Every investigation since his murder has almost been a “side hustle” as Kates main focus has been catching his killer and busting the sex ring.
I have questioned her mental health from the start, she hears voices, mainly that of her husband but latterly the dead Superintendent Dickinson.
It’s like having an Angel on one shoulder, and a devil on the other.
What I began to realise, or for my own opinion on, was that actually she was just hypothesis building, the voices she was hearing was just a manifestation of her own thinking.
Police shouldn’t investigate with a bias, and Kates way of building her case was to have the two voices neutralising each other to make sure she was getting things right.

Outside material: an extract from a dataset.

PR #10417, opened 2021-07-03
fix: issue 10415

SFVII:
Fix issue  10415, just adding "@types/node": "^14.14.20" to override an older version installed by a submodule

Haven’t we all had that little voice saying “one more drink” and another saying “no you’re going to regret it in the morning”
This book brings that story to a head and draws a line underneath it.
But will it silence the voices?
Is this the end of the DCI Kate Young series?
I sincerely hope not, but Carol Wyer has left us with an ending that might mean it is.
It’s not a cliffhanger, it’s the end of a running story, the logical place to conclude and for Kate to walk away. But the last few lines give me hope that we may see her again.
What a series, what a book, what an ending.
Print length 381 pages. Publisher Thomas and Mercer.